On sentencing, the court applied abuse-of-discretion review to the district court’s denial of a departure from Jessica’s Law’s mandatory 25-year minimum under K.S.A. 21-6627(d) and to the imposition of consecutive sentences. The district court reviewed mitigating circumstances without improperly weighing them against aggravating factors, as required by State v. Powell, 308 Kan. 895 (2018), and found they did not constitute “substantial and compelling” reasons to depart. That determination was not arbitrary or unreasonable.
Key Takeaways
- A district court commits legal error by dismissing a Batson challenge to a peremptory strike on an alternate juror as “not ripe”; the three-step inquiry must be completed at the time of the objection, but the resulting error is harmless where no alternate participated in deliberations and the excluded juror could not have affected the verdict.
- A constitutional speedy-trial claim under Barker v. Wingo requires factual findings on all four factors; a defendant who fails to object to the inadequacy of the district court’s findings, and who provides only a conclusory argument below, forfeits meaningful appellate review of the claim.

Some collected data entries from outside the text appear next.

PR #720, opened 2023-07-27
make `sudo -l` print sudoers entries

### LINKED ISSUE #710: `sudo --list`: print sudoers policies

japaric:
best reviewed commit by commit
closes #710

### DIFF
--- a/src/sudoers/ast.rs
+++ b/src/sudoers/ast.rs
@@ -38,14 +38,14 @@ pub struct RunAs {
 #[derive(Clone)]
 #[cfg_attr(test, derive(Debug, PartialEq, Eq))]
 pub struct Tag {
-    pub passwd: bool,
+    pub passwd: Option<bool>,
     pub cwd: Option<ChDir>,
 }
 
 impl Default for Tag {
     fn default() -> Tag {
         Tag {
-            passwd: true,
+            passwd: None,
             cwd: None,
         }
     }
@@ -257,8 +257,8 @@ impl Parse for MetaOrTag {
         };
 
         let result: Modifier = match keyword.as_str() {
-            "PASSWD" => switch(|tag| tag.passwd = true)?,
-            "NOPASSWD" => switch(|tag| tag.passwd = false)?,
+            "PASSWD" => switch(|tag| tag.passwd = Some(true))?,
+            "NOPASSWD" => switch(|tag| tag.passwd = Some(false))?,
             "CWD" => {
                 expect_syntax('=', stream)?;
                 let path: ChDir = expect_nonterminal(stream)?;
--- a/src/sudoers/ast.rs
+++ b/src/sudoers/ast.rs
@@ -42,6 +42,12 @@ pub struct Tag {
     pub cwd: Option<ChDir>,
 }
 
+impl Tag {
+    pub fn needs_passwd(&self) -> bool {
+        self.passwd.unwrap_or(true)
+    }
+}
+
 impl Default for Tag {
     fn default() -> Tag {
         Tag {
--- a/src/sudoers/entry.rs
+++ b/src/sudoers/entry.rs
@@ -1,0 +1,193 @@
+use core::fmt;
+
+use crate::sudoers::{
+    ast::{Identifier, Qualified, UserSpecifier},
+    tokens::{ChDir, Meta},
+};
+
+use super::{
+    ast::{RunAs, Spec, Tag},
+    tokens::Command,
+};
+
+pub struct Entry<'a> {
+    run_as: &'a RunAs,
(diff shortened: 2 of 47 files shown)


src/sudoers/entry.rs
```diff
@@ -0,0 +1,193 @@
...
+    fn fmt(&self, f: &mut fmt::Formatter<'_>) -> fmt::Result {
+        let Self { run_as, cmd_specs } = self;
+
+        f.write_str("    (")?;
+        write_users(run_as, f)?;
+        write_groups(run_as, f)?;
+        f.write_str(") ")?;
+
+        let mut last_tag = None;
+        for (tag, spec) in cmd_specs {
```
pvdrz, line 36: I think you could avoid checking if you're in the first iteraton by creating a new iterator explicitly and returning early if it is empty
```rust
let mut cmd_specs = cmd_specs.iter();

let Some((mut last_tag, spec)) = cmd_specs.next() else { return Ok(()) };

write_tag(f, last_tag, None)?;
write_spec(f, spec)?;

for (tag, spec) in cmd_specs {
   f.write_str(", ")?;
   write_tag(f, tag, Some(last_tag))?;
   write_spec(f, spec)?;

   last_tag = tag;
}

```

src/sudoers/entry.rs
```diff
@@ -0,0 +1,193 @@
...
+}
+
+fn write_users(run_as: &RunAs, f: &mut fmt::Formatter<'_>) -> Result<(), fmt::Error> {
+    if run_as.users.is_empty() {
+        // XXX assumes that the superuser is called "root"
+        f.write_str("root")?;
+    }
+
+    let mut is_first_user = true;
+    for user in &run_as.users {
```
pvdrz, line 59: same idea here. I wonder adding a helper function to write separated values could be justified or not.

src/sudoers/mod.rs
```diff
@@ -132,6 +165,38 @@ impl Sudoers {
     }
 }
 
+fn group_cmd_specs_per_runas<'a>(
+    list: impl Iterator<Item = (Option<&'a RunAs>, (Tag, &'a Spec<Command>))>,
+    entries: &mut Vec<Entry<'a>>,
+) {
+    static EMPTY_RUNAS: RunAs = RunAs {
```
pvdrz, line 172: I think this can be a regular `const` can't it?

src/sudoers/mod.rs
```diff
@@ -242,7 +307,11 @@ fn check_list_permission<User: UnixUser + PartialEq<User>>(
         .flatten()
         .fold(None::<Tag>, |outcome, (_, (tag, _))| {
             if let Some(outcome) = outcome {
-                let new_outcome = if !outcome.passwd { outcome } else { tag };
+                let new_outcome = if !outcome.passwd.unwrap_or(true) {
```
pvdrz, line 310: I'd flip this conditional to avoid the negation given that you already modified it.

pvdrz (approved):

src/sudoers/ast.rs
```diff
@@ -38,14 +38,14 @@ pub struct RunAs {
 #[derive(Clone)]
 #[cfg_attr(test, derive(Debug, PartialEq, Eq))]
 pub struct Tag {
-    pub passwd: bool,
+    pub passwd: Option<bool>,
```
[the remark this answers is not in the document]
japaric: if neither the `PASSWD` or `NOPASSWD` tag is present then the default is: a password is required

src/sudoers/entry.rs
japaric: this feels less "DRY" to me since now you have one iteration loop outside the for loop so if the body the loop ever needs to be changed then you need to be careful and remember to update the code that precedes the for loop.

src/sudoers/entry.rs
japaric: same answer as above :-)

src/sudoers/mod.rs
japaric: `const` would also work but semantically `static` feels more correct as we'll create `&'static` references to it (to the *same memory location*) below

`const` is not a fixed memory location but instead a value that's "inlined" wherever is used. due to the "static promotion" pass in the compiler you can create `&'static` references out of it but that could (would?) be creating a new static at each `&CONSTANT` location which then the optimizer has to deduplicate. a `static` variable avoids relying on the optimizer

src/sudoers/entry.rs
pvdrz: hmm that's a good point. I think introducing a function for this in the future would be a way to get the "best" of both options.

- Under Jessica’s Law, K.S.A. 21-6627(d), a district court reviewing a departure motion must consider mitigating circumstances without weighing them against aggravating factors; if the mitigating circumstances do not rise to “substantial and compelling,” denial of the departure is not an abuse of discretion.
Why It Matters
Camacho-Rodriguez settles, as a matter of first impression for Kansas, that a Batson violation affecting a potential alternate juror who never deliberated is subject to harmless-error analysis and may be affirmed. Defense counsel confronting a race-based strike of an alternate should preserve the argument that Batson structural-error principles apply regardless of whether the alternate serves—the court’s analysis signals that argument will face resistance—but should also preserve a detailed record on the pretext prong in case harmless-error analysis is applied. The decision also confirms that the district court cannot defer the Batson inquiry; counsel should demand completion of all three steps at trial.

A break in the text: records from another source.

PR #721, opened 2023-07-28
implement `sudo -l -l`

### LINKED ISSUE #718: `sudo --list` should expand command aliases
relevant test
https://github.com/memorysafety/sudo-rs/blob/3b2fff2bea7e4549f665eb03ac0d5617af5125bb/test-framework/sudo-compliance-tests/src/sudo/flag_list/short_format/mod.rs#L123-L130

ogsudo:
``` console
$ sudo --list
User root may run the following commands on container:
    (root) /usr/bin/ls, /usr/bin/true, /usr/bin/false
```

sudo-rs:
``` console
$ sudo --list
User root may run the following commands on container:
    (root) /usr/bin/ls, COMMANDS
```

### LINKED ISSUE #719: implement `sudo -l -l`
this is the verbose variant of `sudo -l`

japaric:
also expand `Cmnd_Alias` in the output of both `sudo -l` and `sudo -l -l`
closes #718 
closes #719 
depends on #720

### DIFF
--- a/src/cli/mod.rs
+++ b/src/cli/mod.rs
@@ -51,17 +51,12 @@ pub struct SudoOptions {
     external_args: Vec<String>,
 }
 
-#[derive(Debug, Clone, PartialEq)]
+#[derive(Default, Debug, Clone, PartialEq)]
 enum List {
+    #[default]
     None,
     Once,
     Verbose,
-}
-
-impl Default for List {
-    fn default() -> Self {
-        List::None
-    }
 }
 
 enum SudoArg {
--- a/src/cli/mod.rs
+++ b/src/cli/mod.rs
@@ -185,7 +185,7 @@ impl SudoOptions {
             self.action = SudoAction::ResetTimestamp;
         } else if self.validate {
             self.action = SudoAction::Validate;
-        } else if !matches!(self.list, List::None) {
+        } else if self.list != List::None {
             self.action = SudoAction::List(std::mem::take(self.external_args.as_mut()));
         } else if self.edit {
             let args: Vec<String> = std::mem::take(self.external_args.as_mut());
--- a/src/cli/mod.rs
+++ b/src/cli/mod.rs
@@ -42,13 +42,26 @@ pub struct SudoOptions {
     // actions
     edit: bool,
     help: bool,
-    list: bool,
+    list: List,
     remove_timestamp: bool,
     pub reset_timestamp: bool,
     validate: bool,
     version: bool,
     // arguments passed straight through, either seperated by -- or just trailing.
     external_args: Vec<String>,
+}
+
+#[derive(Debug, Clone, PartialEq)]
+enum List {
+    None,
+    Once,
+    Verbose,
+}
+
+impl Default for List {
+    fn default() -> Self {
+        List::None
+    }
 }
 
 enum SudoArg {
@@ -177,7 +190,7 @@ impl SudoOptions {
             self.action = SudoAction::ResetTimestamp;
         } else if self.validate {
             self.action = SudoAction::Validate;
-        } else if self.list {
+        } else if !matches!(self.list, List::None) {
             self.action = SudoAction::List(std::mem::take(self.external_args.as_mut()));
         } else if self.edit {
             let args: Vec<String> = std::mem::take(self.external_args.as_mut());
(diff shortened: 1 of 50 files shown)


src/cli/mod.rs
```diff
@@ -51,6 +51,14 @@ pub struct SudoOptions {
     external_args: Vec<String>,
 }
 
+#[derive(Default, Debug, Clone, PartialEq)]
+enum List {
```
pvdrz, line 55: Maybe we should do the same for the `PASSWD`/`NOPASSWD` thingy

src/cli/mod.rs
```diff
@@ -177,7 +185,7 @@ impl SudoOptions {
             self.action = SudoAction::ResetTimestamp;
         } else if self.validate {
             self.action = SudoAction::Validate;
-        } else if self.list {
+        } else if !matches!(self.list, List::None) {
```
pvdrz, line 188: maybe using `self.list != List::None` is clearer, given that  `List` implements `PartialEq`

src/sudoers/ast.rs
```diff
@@ -48,15 +48,6 @@ impl Tag {
     }
 }
 
-impl Default for Tag {
```
pvdrz, line 51: nice catch!

src/sudoers/mod.rs
```diff
@@ -189,7 +191,37 @@ fn group_cmd_specs_per_runas<'a>(
...
+        let (negate, meta) = match spec {
+            Qualified::Allow(meta) => (false, meta),
+            Qualified::Forbid(meta) => (true, meta),
+        };
+
+        if let Meta::Alias(alias_name) = meta {
+            if let Some(specs) = cmnd_aliases.get(alias_name) {
+                // expand Cmnd_Alias
+                for spec in specs.iter() {
+                    let (allow, meta) = match spec {
```
pvdrz, line 203: maybe this deserves its own method?

src/sudoers/mod.rs
```diff
@@ -189,7 +191,37 @@ fn group_cmd_specs_per_runas<'a>(
...
+                        Qualified::Allow(meta)
+                    } else {
+                        Qualified::Forbid(meta)
+                    };
+
+                    collected_specs.push((tag.clone(), spec))
+                }
+            }
+        } else {
+            let spec = match spec {
```
pvdrz, line 218: Is this because you need to do some magic conversion due to generics or something?

pvdrz (approved):

src/sudoers/ast.rs
japaric: it was clippy's catch. I don't think CI runs clippy in a way that makes the build fail because this Default impl became removable in PR720 but I forgot run clippy locally before opening that PR

src/sudoers/mod.rs
japaric: `list` is an iterator of items of type `&Qualified<Meta<_>>`. because we may need to negate the `Qualified` enum in the `if` branch, `collected_specs` must have type `Vec<Qualified<&Meta<_>>>` (note the position of the reference changed). in this `else` branch we must do the same type conversion from `&Qualified<Meta<_>>` to `Qualified<&Meta<_>>` -- this is effectively like `Option::as_ref` so maybe I should add a `Qualified::as_ref` method.

src/sudoers/mod.rs
japaric: good call

src/sudoers/tokens.rs
```diff
@@ -83,13 +83,19 @@ pub enum Meta<T> {
 }
 
 impl<T: Token> Token for Meta<T> {
-    fn construct(s: String) -> Result<Self, String> {
-        Ok(if s == "ALL" {
+    fn construct(raw: String) -> Result<Self, String> {
+        // `T` may accept whitespace resulting in `raw` having trailing whitespace which would make
```
squell, line 87: Unless something has changed in that part of the code in a different PR, the "tokenizer" takes care that whitespace doesn't occur here, so this comment isn't accurate (and trim_end should not be necessary)

src/sudoers/ast.rs
squell: Yeah, clippy in the CI is a bit lightweight, sadly.

PR #730, opened 2023-08-08
Added resolve_path to EDITOR and fix resolve_path test

### LINKED ISSUE #724: visudo does not resolve editor path
Currently visudo does not resolve a path through the PATH variable.

# Example
- ```export EDITOR=nvim```
- cargo run --bin visudo

visudo will not find nvim because it does not look for nvim in the PATH.
The correct usage would be this:
- ```export EDITOR=/usr/bin/nvim```
- cargo run --bin visudo

oneElectron:
This resolves #724.
Previous pull request was: #727.


src/sudoers/mod.rs
```diff
@@ -158,6 +159,13 @@ impl Sudoers {
                     if can_execute(path) {
                         return Some(path.to_owned());
                     }
+                    let path = resolve_path(
+                        path,
+                        &std::env::var("PATH").unwrap_or(env!("DEFAULT_PATH").to_string()),
+                    );
+                    if let Some(path) = path {
```
squell, line 166: One question: shouldn't we again check for `can_execute` after the path resolution and return `None` otherwise? (That might involve a small refactor on this code so we don't repeat ourselves)

oneElectron: I don't know if that is really necessary because the resolve_path function also tests to see if the file it found is executable.

squell: Right, thanks! In that case we can merge this as-is. Thanks for the contribution!

PR #997, opened 2025-02-13
Specific defaults compliance tests

### LINKED ISSUE #987: Create compliance tests for user/host/command/runas-specific `Defaults`
So we can track that we are doing the same as ogsudo.

- [ ] host
- [ ] user
- [ ] runas
- [ ] command

Make sure to try several combinations (e.g. to test that a 'later' more general `Defaults` doesn't override an earlier more specific one, etc.).

squell:
Closes #987 

~~Also runs `cargo fmt` over the entire test framework.~~ (bjorn3 beat me to it)

NOTE: Doesn't test the interplay between various specific defaults -- we implement what `man 5 sudoers` says at the current `main` (e.g. "more specific" defaults override more general defaults) but ogsudo doesn't seem to do that; I've created issie #998  for that.

### DIFF
--- a/test-framework/sudo-compliance-tests/src/sudo/sudoers/specific_defaults.rs
+++ b/test-framework/sudo-compliance-tests/src/sudo/sudoers/specific_defaults.rs
@@ -1,0 +1,255 @@
+use sudo_test::User;
+use sudo_test::{Command, Env};
+
+use crate::{helpers, Result, USERNAME};
+
+#[test]
+fn rootpw_can_be_per_host_correct_host() -> Result<()> {
+    const PASSWORD: &str = "passw0rd";
+    const ROOT_PASSWORD: &str = "r00t";
+
+    let env = Env(format!(
+        "Defaults@container rootpw
+        Defaults passwd_tries=1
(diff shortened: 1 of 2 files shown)


test-framework/sudo-compliance-tests/src/sudo/sudoers/specific_defaults.rs
```diff
@@ -0,0 +1,256 @@
...
+        Defaults:{USERNAME} secure_path=\"/user/\"
+        ALL ALL=NOPASSWD: ALL"
+    ))
+    .user(User(USERNAME).password(PASSWORD))
+    .build()?;
+
+    // Command is not found (/root/true does not exist)
+    let output = Command::new("sh")
+        .arg("-c")
+        .arg("sudo true")
```
bjorn3, line 227: Why is this using `sh -c 'sudo true'` rather than `sudo true`?

squell: Because it's copied from other tests. I'll fix this ;-)

bjorn3 (approved):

The speedy-trial discussion reinforces a lesson that Kansas appellate practice often exposes: constitutional claims tied to factual findings require practitioners to develop those findings in the trial court. Filing a motion citing Barker is necessary but not sufficient. If the district court’s ruling addresses only one factor or uses an incorrect legal framework, counsel must object to the inadequacy of the findings on the record—not merely reassert the claim on appeal—to preserve meaningful review.